■ **ASSIGNMENT**:
Copy all lines holding the word "convertToSubmissionVersion" from the entries.

■ **DATA TO EXAMINE**:

PR #1793, opened 2026-04-02
convertToSubmissionVersion: don't support case-insensitive URLs

alxndrsn:
Per https://github.com/getodk/central-backend/pull/1786, URLs are now expected to be case-sensitive.  This commit removes special handling for case-insensitivity introduced in eb789c779dd9361f01cb0d40b4e00faf56864a7c / #1763.

Inverted an existing test.

* simplifies code
* more consistent with other route handling

Maybe a surprise if relying on case-insensitivity in this specific endpoint.  #1786 may have been more surprising.

No.


lib/util/http.js
```diff
@@ -141,7 +141,7 @@ const convertToSubmissionVersion = (urlString, instanceId, rootId) => {
   while (parts.length > 1) {
     const part = parts.shift();
     const nextPart = parts[0].replace(/(.)\.xml$/i, '$1');
```
sadiqkhoja: should we remove `/i` from here as well?

Following test fails (only XML is capitalized):

```
it.only('should not support case-insensitive URLs', () => {
      // given
      const url = '/v1/projects/1/forms/simple/submissions/instanceId.XML?foo=bar';

      // expect
      should.throws(() => convertToSubmissionVersion(url, 'instanceId', 'rootId'));
    });
```

alxndrsn: 👍 good catch

alxndrsn: Fixed.

sadiqkhoja (approved):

■ **TASK ANSWER**:
convertToSubmissionVersion: don't support case-insensitive URLs
@@ -141,7 +141,7 @@ const convertToSubmissionVersion = (urlString, instanceId, rootId) => {
      should.throws(() => convertToSubmissionVersion(url, 'instanceId', 'rootId'));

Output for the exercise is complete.